Reference no: EM1378656
Description of the dataset
We will be using a dataset on neighborhood effects for this assignment.These data are drawn from the Project on Human Development in Chicago Neighborhoods (PHDCN), a probability sample of individuals nested within 342 Chicago neighborhoods. The individual was interviewed with regard to conditions, events, and relationships within the local area defined as the neighborhood. The individual-level variables are derived from the interviews, and the neighborhood-level variables are derived from the 1990 census. Rob Sampson, a sociologist at Harvard, was interested in assessing whether informal social control mediates the relationship between neighborhood social composition and perceived violence.
1. Read the Sampson, Raudenbush, & Earls article in preparation for this assignment. It will provide the necessary background on the study and the variables of interest.
2. The data set you will use is in a folder called Sampson on the class website. In the folder, there is a data dictionary describing the variables and the level-1 (individuals) and level-2 (neighborhoods) files. Download the dictionary and the data.
3. Based on your reading of the article and the variable list, create one or two research questions that can be answered using an HLM model. The outcome variable is perceived violence, measured at the individual level. You need to consider what combination of individual and neighborhood characteristics best explains variation in perceived violence. 4. In SPSS, check for "missing" data in the level-1 file prior to reading the files into HLM. Review the distributions of each variable in both level-1 and level-2 files by creating plots in SPSS. Comment on the variable distributions - are any cause for concern due to unusual skewness?

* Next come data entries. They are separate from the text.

PR #11039, opened 2026-03-26
policies: don't remove generated resources on deletion

sadlerap:
If a generation policy needs to be deleted (which happens anytime we need to update it, since they're immutable), kyverno by default will delete all generated resources.  In pretty much all circumstances, these deletions will cause disruption for users and break some assumptions some components have.

However, kyverno does support leaving these generated resources in place with the `generate.orphanDownstreamOnPolicyDelete` field set to `true`.  Set that field for all generation policies in the staging/development overlays.

Fixes: [KFLUXINFRA-3318](https://redhat.atlassian.net/browse/KFLUXINFRA-3318)

[KFLUXINFRA-3318]: https://redhat.atlassian.net/browse/KFLUXINFRA-3318?atlOrigin=eyJpIjoiNWRkNTljNzYxNjVmNDY3MDlhMDU5Y2ZhYzA5YTRkZjUiLCJwIjoiZ2l0aHViLWNvbS1KU1cifQ

### DIFF
--- a/components/policies/development/integration/bootstrap-namespace/.chainsaw-test/chainsaw-test.yaml
+++ b/components/policies/development/integration/bootstrap-namespace/.chainsaw-test/chainsaw-test.yaml
@@ -327,3 +327,74 @@ spec:
         expect:
         - check:
             ($error != null): true
+---
+# yaml-language-server: $schema=https://raw.githubusercontent.com/kyverno/chainsaw/main/.schemas/json/test-chainsaw-v1alpha1.json
+apiVersion: chainsaw.kyverno.io/v1alpha1
+kind: Test
+metadata:
+  name: orphan-resources-on-policy-deletion
+spec:
+  description: |
+    tests that resources created by this policy remain when the policy is deleted
+  concurrent: false
+  namespace: 'generate-new-namespace'
+  bindings:
+  - name: suffix
+    value: orphan
+  steps:
+  - name: given-konflux-integration-runner-clusterrole-exists
+    try:
+    - apply:
+        file: resources/actual-konflux-integration-runner-clusterrole.yaml
+  - name: given-kyverno-has-permission-on-resources
+    try:
+    - apply:
+        file: ../kyverno-rbac.yaml
+  - name: given-cluster-policy-is-ready
+    try:
+    - apply:
+        file: ../bootstrap-namespace.yaml
+    - assert:
+        file: chainsaw-assert-clusterpolicy.yaml
+  - name: when-konfluxcidev-labeled-namespace-is-created
+    try:
+    - apply:
+        file: resources/actual-namespace-konfluxcidev.yaml
+        template: true
+  - name: then-serviceaccount-is-created
+    try:
+    - assert:
+        file: resources/expected-integration-serviceaccount.yaml
+        template: true
+  - name: then-rolebinding-is-created
+    try:
+    - assert:
+        file: resources/expected-integration-rolebinding.yaml
+        template: true
+  - name: when-the-policy-is-deleted
+    try:
+    - delete:
+        file: ../bootstrap-namespace.yaml
+    - wait:
+        apiVersion: kyverno.io/v1
+        kind: ClusterPolicy
+        name: init-ns-integration
+        for:
+          deletion: {}
+    - script:
+        content: |
+          while true; do
+            if [ "$(kubectl get updaterequests -n konflux-kyverno -o yaml | yq '.items | length')" -eq 0 ]; then
+              exit 0
+            fi
+            sleep 1
+          done
+        timeout: 30s
+  - name: then-the-resouces-remain
+    try:
+    - assert:
+        file: resources/expected-integration-serviceaccount.yaml
+        template: true
+    - assert:
+        file: resources/expected-integration-rolebinding.yaml
+        template: true
--- a/components/policies/development/konflux-rbac/bootstrap-tenant-namespace/.chainsaw-test/chainsaw-test.yaml
+++ b/components/policies/development/konflux-rbac/bootstrap-tenant-namespace/.chainsaw-test/chainsaw-test.yaml
@@ -314,3 +314,85 @@ spec:
     - assert:
         file: resources/actual-existing-resources.yaml
         template: true
+---
+# yaml-language-server: $schema=https://raw.githubusercontent.com/kyverno/chainsaw/main/.schemas/json/test-chainsaw-v1alpha1.json
+apiVersion: chainsaw.kyverno.io/v1alpha1
+kind: Test
+metadata:
+  name: orphan-resources-on-policy-deletion
+spec:
+  description: |
+    tests that the resources remain in a tenant namespace when the cluster policy is deleted
+  concurrent: false
+  namespace: 'orphan-resources'
+  bindings:
+  - name: suffix
+    value: orphan
+  steps:
+  - name: given-appstudio-pipeline-clusterrole-exists
+    try:
+    - apply:
+        file: ./resources/actual-appstudio-pipeline-clusterrole.yaml
+  - name: given-kyverno-has-permission-on-resources
+    try:
+    - apply:
+        file: ../kyverno_rbac.yaml
+  - name: given-cluster-policies-are-ready
+    try:
+    - apply:
+        file: ../bootstrap-tenant-namespace-np-ocpconsole-clusterpolicy.yaml
+    - apply:
+        file: ../bootstrap-tenant-namespace-np-ocpingress-clusterpolicy.yaml
+    - apply:
+        file: ../bootstrap-tenant-namespace-np-ocpmonitoring-clusterpolicy.yaml
+    - apply:
+        file: ../bootstrap-tenant-namespace-np-olm-clusterpolicy.yaml
+    - apply:
+        file: ../bootstrap-tenant-namespace-np-samenamespace-clusterpolicy.yaml
+    - apply:
+        file: ../bootstrap-tenant-namespace-rbcm-clusterpolicy.yaml
+    - assert:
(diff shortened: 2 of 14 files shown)


components/policies/development/konflux-rbac/bootstrap-tenant-namespace/.chainsaw-test/chainsaw-test.yaml
```diff
@@ -314,3 +314,76 @@ spec:
...
+    - wait:
+        apiVersion: kyverno.io/v1
+        kind: ClusterPolicy
+        for:
+          deletion: {}
+  - name: then-the-resources-remain
+    try:
+    - assert:
+        file: resources/expected-resources.yaml
+        template: true
```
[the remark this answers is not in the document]
sadlerap: @filariow fixed in 88b0ed1.

hugares (approved):
/lgtm

components/policies/development/kueue/queue-config/.chainsaw-test/chainsaw-test.yaml
```diff
@@ -397,3 +397,81 @@ spec:
...
+    - script:
+        content: |
+          while true; do
+            if [ "$(kubectl get updaterequests -n konflux-kyverno -o yaml | yq '.items | length')" -eq 0 ]; then
+              exit 0
+            else
+              sleep 1
+            fi
+          done
+        timeout: 30s
```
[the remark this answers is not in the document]
enkeefe00: @sadlerap is this a valid concern?

components/policies/development/integration/bootstrap-namespace/.chainsaw-test/chainsaw-test.yaml
```diff
@@ -327,3 +327,75 @@ spec:
...
+    - wait:
+        apiVersion: kyverno.io/v1
+        kind: ClusterPolicy
+        name: init-ns-integration
+        for:
+          deletion: {}
+    - script:
+        content: |
+          while true; do
+            if [ "$(kubectl get updaterequests -n konflux-kyverno -o yaml | yq '.items | length')" -eq 0 ]; then
```
filariow, line 387: this introduces a dependency on an external tool (`yq`). Do we have any kyverno chainsaw native way to do that?

components/policies/development/integration/bootstrap-namespace/.chainsaw-test/chainsaw-test.yaml
```diff
@@ -327,3 +327,75 @@ spec:
...
+              exit 0
+            else
+              sleep 1
+            fi
```
filariow: I think we can simplify this

```suggestion
            fi
            sleep 1
```

hugares (approved):
/lgtm

components/policies/development/integration/bootstrap-namespace/.chainsaw-test/chainsaw-test.yaml
```diff
@@ -327,3 +327,75 @@ spec:
...
+metadata:
+  name: orphan-resources-on-policy-deletion
+spec:
+  description: |
+    tests that resources created by this policy remain when the policy is deleted
+  concurrent: false
+  namespace: 'generate-new-namespace'
+  bindings:
+  - name: suffix
+    value: konfluxcidev
```
filariow: It looks like we forgot to update the namespace `suffix`


```suggestion
  namespace: 'generate-new-namespace'
  bindings:
  - name: suffix
    value: orphan
```

components/policies/development/kueue/queue-config/.chainsaw-test/chainsaw-test.yaml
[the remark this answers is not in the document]
sadlerap: Qodo is wrong here, yq is included in the base image for github actions: https://github.com/actions/runner-images/blob/main/images/ubuntu/Ubuntu2404-Readme.md

components/policies/development/integration/bootstrap-namespace/.chainsaw-test/chainsaw-test.yaml
```diff
@@ -327,3 +327,75 @@ spec:
...
+    - script:
+        content: |
+          while true; do
+            if [ "$(kubectl get updaterequests -n konflux-kyverno -o yaml | yq '.items | length')" -eq 0 ]; then
+              exit 0
+            else
+              sleep 1
+            fi
+          done
+        timeout: 30s
```
filariow, line 392: if any other test is executed concurrently this could become flaky -that's not the case as of today. Btw, I think we can use UpdateRequests' labels to restrict to the UpdateRequests for the ClusterPolicy we deleted.

components/policies/development/konflux-rbac/bootstrap-tenant-namespace/.chainsaw-test/chainsaw-test.yaml
```diff
@@ -314,3 +314,86 @@ spec:
...
+    - delete:
+        file: ../bootstrap-tenant-namespace-np-samenamespace-clusterpolicy.yaml
+    - delete:
+        file: ../bootstrap-tenant-namespace-rbcm-clusterpolicy.yaml
+    - wait:
+        apiVersion: kyverno.io/v1
+        kind: ClusterPolicy
+        for:
+          deletion: {}
+    - script:
```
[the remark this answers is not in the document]
sadlerap: By construction, these are the only cluster policies on the cluster, so waiting for all active deletions to succeed is enough here.

components/policies/development/integration/bootstrap-namespace/.chainsaw-test/chainsaw-test.yaml
filariow, line 387: AIU how kyverno works, we have no great way to check if the ClusterPolicy was cleaned-up or not. Checking now if the UpdateRequests are 0 could not work well all the time because it could take some time to Kyverno to create them after the ClusterPolicy is removed from etcd. That's because it seems to me Kyverno allows you to remove the ClusterPolicy from k8s immediately, and use a cached version of the policy to run the cleanup operation. For the scope of this test I think it could work, but maybe we can think of a better approach.

components/policies/development/kueue/queue-config/.chainsaw-test/chainsaw-test.yaml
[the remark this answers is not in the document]
filariow: yq is preinstalled in github runners. We can assume it's installed already until we rely on GitHub Runners 😄

components/policies/development/integration/bootstrap-namespace/.chainsaw-test/chainsaw-test.yaml
filariow: Or at least execute this check consistently over some time. Like expecting it to pass 5 consecutive times with 1s interval.

filariow (changes requested):

components/policies/development/integration/bootstrap-namespace/.chainsaw-test/chainsaw-test.yaml
sadlerap: The purpose of checking for updaterequests is to check that kyverno isn't still processing anything, not necessarily to check for the cleanup of the cluster policy.  This is needed to ensure that we aren't racing with kyverno when we check for the existence of the resource later in the test.

components/policies/development/integration/bootstrap-namespace/.chainsaw-test/chainsaw-test.yaml
sadlerap: All of these tests are setup to not support concurrency anyways, since we're deleting the cluster policy (which is sure to cause the other tests to fail).

components/policies/development/integration/bootstrap-namespace/.chainsaw-test/chainsaw-test.yaml
sadlerap: Not to my knowledge, no.  I'm trying to enforce that kyverno is no longer processing anything, and this is the best I could come up with.

components/policies/development/integration/bootstrap-namespace/.chainsaw-test/chainsaw-test.yaml
sadlerap: Fixed in cb3bdaf66.

components/policies/development/integration/bootstrap-namespace/.chainsaw-test/chainsaw-test.yaml
sadlerap: Fixed in cb3bdaf66.

filariow (approved):

components/policies/development/konflux-rbac/konflux-support-access/.chainsaw-test/chainsaw-test.yaml
```diff
@@ -384,3 +384,169 @@ spec:
...
+    - name: Delete the cluster policy
+      try:
+        - delete:
+            file: ../generate-support-clusterrolebinding-clusterpolicy.yaml
+        - wait:
+            apiVersion: kyverno.io/v1
+            kind: ClusterPolicy
+            name: generate-konflux-support-crb
+            for:
+              deletion: {}
```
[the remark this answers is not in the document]
filariow: @sadlerap fya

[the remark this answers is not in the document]
sadlerap: Fixed in 2cff8aee9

5. Read in the two data files into HLM and create the mdm file.
6. In the basic specifications menu, check that you want a level-1 and level-2 residual file. Use full maximum likelihood for estimation.
7. Choose VIOLENCE as the outcome variable. Fit an unconditional (intercept-only) model to the Sampson data. Interpretin words the coefficient for the fixed effect and the variance components at both levels. Report the confidence interval and the plausible values interval for the fixed effect. What do these intervals tell you? How are they different?
8. Decompose the variance of perceived violence into the percent attributable to individuals and the percent attributable to neighborhoods. This is the intraclass correlation or ICC. Show your computation. How does this compare (in magnitude) to the ICC for the High School and Beyond data we used in class?
Fit2 conditional models to the Sampson data.
Model 1:For the first model, use an intercept-only model at level-1 but add one (or more predictors) at level-2. This is similar in form to the means-as-outcomes model on your scorecard that we discussed in class.
• How will you center each level-2 variable? Justify all decisions.
• Interpret both the fixed effects and the variance components.
• Using proportional reduction in variance calculations (comparing this model to the unconditional model), describe how much variation in the intercept is attributable to the predictor(s) you choose.
Model 2:For the second model, add a predictor or set of predictors at level-1 but keep the same predictors at level-2 that you chose for the first conditional model.
• How does this change the model from Model 1? What variables do you want to add to level-1? How will you center each variable? Justify all decisions.
• Do all level-1 coefficients vary across neighborhoods at level-2, or will some be fixed?
• Interpret all parameters in your second model, both the fixed effects and all the variance components, including the covariances. Describe the meaning of the gammas and the elements of TAUin words.
• For the second model, provide both a table of your estimates (both fixed effects, variance components, and deviance statistic) and a plot of your final model. You can consult papers on the class website or the HLM text for good examples of multilevel tables. The Garner paper on SPARK is a useful model, but you may find other examples in your own disciplines.
10. Output the level-1 and level-2 residual files from your final model.
• Examine the residual files and produce appropriate residual plots to examine the assumptions. Are the Level-1 residuals normally distributed? Are the level-2 residuals multivariate normal? How do you know?
• Sort in ascending order the level-2 empirical bayes coefficients that represent the mean violence for each neighborhood (ECINTRCPT1). Depending on how you centered the level-1 predictors in your model, these may be adjusted means (if you use grand-mean centering, you are adjusting for differences across people in that neighborhood on that predictor). Identify the 5 best and 5 worst neighborhoods. Then examine some descriptive information about these neighborhoods from the level-2 SPSS file. In terms of perceived violence, what characterizes neighborhoodsthat are doing the best? The worst?